PR #7944, opened 2019-05-06
Fix toolbox dragging in scroll box + refactor left panel options

Romzay:

### DIFF
--- a/js/ui/diagram/ui.diagram.js
+++ b/js/ui/diagram/ui.diagram.js
@@ -12,7 +12,6 @@ import DiagramContextMenu from "./ui.diagram.contextmenu";
 import NodesOption from "./ui.diagram.nodes";
 import EdgesOptions from "./ui.diagram.edges";
 import { getDiagram } from "./diagram_importer";
-import { getWindow } from "../../core/utils/window";
 import { hasWindow } from "../../core/utils/window";
 
 const DIAGRAM_CLASS = "dx-diagram";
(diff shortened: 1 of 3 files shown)


js/ui/diagram/ui.diagram.js
```diff
@@ -672,6 +675,14 @@ class Diagram extends Widget {
             this._nodesOption.remove(key, callback);
         }
     }
+    _raiseToolboxDragStart() {
+        const body = getWindow().document.body;
```
romanresh: I'd check the server mode via the `hasWindow()` method because a diagram's instance is initialized in server mode as well.

romanresh: Do we really need document.body? Can we add the class on the toolbox container (this._leftPanel.$element())?

js/ui/diagram/ui.diagram.leftpanel.js
```diff
@@ -27,15 +29,9 @@ class DiagramLeftPanel extends Widget {
...
-    _getDataSources() {
-        return this.option("dataSources") || {};
-    }
-    _getCustomShapes() {
-        return this.option("customShapes") || [];
-    }
     _getAccordionDataSource() {
         var result = [];
-        var categories = ShapeCategories.load(this._getCustomShapes().length > 0);
+        var categories = ShapeCategories.load(this._customShapes.length > 0);
```
romanresh, line 34: Can we use the options("shapes") itself instead of caching its value in the instance._shapes? Its value is already cached in the options.

js/ui/diagram/ui.diagram.js
```diff
@@ -672,6 +675,14 @@ class Diagram extends Widget {
...
+        body.className += " dx-skip-gesture-event";
+    }
+    _raiseToolboxDragEnd() {
+        const body = getWindow().document.body;
+        body.className = body.className.replace(" dx-skip-gesture-event", "");
```
romanresh: Try to replace it with the toggleClass() method. Its available in dxt/jquery

romanresh (approved):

## Your goal:
Lines holding the word "load" are the answer; copy each one from the records above.

## Response area:
-        var categories = ShapeCategories.load(this._getCustomShapes().length > 0);
+        var categories = ShapeCategories.load(this._customShapes.length > 0);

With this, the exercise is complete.